The man accused of stabbing a University of Minnesota student to death in 2013 pleaded guilty Friday, according to a Dakota County Attorney press release.
Shavelle Oscar Chavez-Nelson, 33, was sentenced to 17 years in prison for the murder of 20-year-old Anarae Schunk. The sentence will run concurrently with the life sentence Chavez-Nelson is already serving for the deadly 2013 shooting of Palagor Jobi.
The guilty plea by Chavez-Nelson, also known as Anthony Nelson, means the case will not go to trial.
His girlfriend, Ashley Conrade, was sentenced to 15 years in prison after she pleaded guilty last February to aiding an offender after the fact in connection with the death of Schunk.
“The negotiated settlement of this case was agreed upon with the support of Anarae’s family who had expressed a desire to negate any additional trauma to family and friends that may have resulted from a trial,” said Dakota County Attorney James Backstrom in the release.
Schunk’s murder
Schunk and Chavez-Nelson had dated at one point and met when Chavez-Nelson approached her at a bus stop and asked her about a chess book she was reading.
At that point, Chavez-Nelson had multiple felony convictions.
Chavez-Nelson and his girlfriend, Ashley Marie Conrade, were with Schunk at Nina’s Bar and Grill in Burnsville when witnesses say he shot and killed Jobi after a fight in the early morning of Sept. 22, 2013.
Schunk met up with Chavez-Nelson and Conrade the previous day to retrieve money Schunk had loaned him when they were dating. Two days later, a missing person’s report was filed to the Burnsville police department.

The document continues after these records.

PR #4795, opened 2021-12-06
chore: update markdownlint-cli

kt3k:
### Description of the Change

Update `markdownlint-cli` to the latest version.

`markdownlint-cli@^0.23.2` (which we currently use) has a vulnerable dependency `rc@~1.2.7` ( root cause: CVE-2020-7788 ). They fixed it at v0.28.0. ref: https://github.com/igorshubovych/markdownlint-cli/pull/181

We should use the latest version to avoid the security issue caused by `rc`.

Not a dependency of the core, but a dependency of the dev toolchain

### Benefits

Security in development

### DIFF
--- a/package-lock.json
+++ b/package-lock.json
@@ -85,7 +85,7 @@
         "markdown-it-emoji": "^1.4.0",
         "markdown-it-prism": "^2.1.1",
         "markdown-toc": "^1.2.0",
-        "markdownlint-cli": "^0.23.2",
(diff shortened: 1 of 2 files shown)


juergba:
@kt3k thank you for this PR.

I don't share your security concerns, especially for a devDependency as _markdownlint-cli_. We will update all _markdown_ dependencies later on in one step as a group.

After a search, police found Schunk’s body in rural Rice County on Sept. 30, 2013. An autopsy determined her death was caused by multiple sharp force injuries and was ruled a homicide.
After the shooting, Conrade told police that the three went back to Conrade’s townhome.
When police searched the home two days later, they found a plastic tub containing bloody plastic bags as well as a bloody comforter, according to a Dakota County criminal complaint.
Police also found clothing that appeared to have been cut from someone. A jacket that authorities believe belonged to Schunk was found with multiple cuts that appeared to be from stab wounds.
Police also found a knife on the roof of Conrade’s apartment building with blood spots near the base. The sample was not suitable for DNA testing, according to the complaint.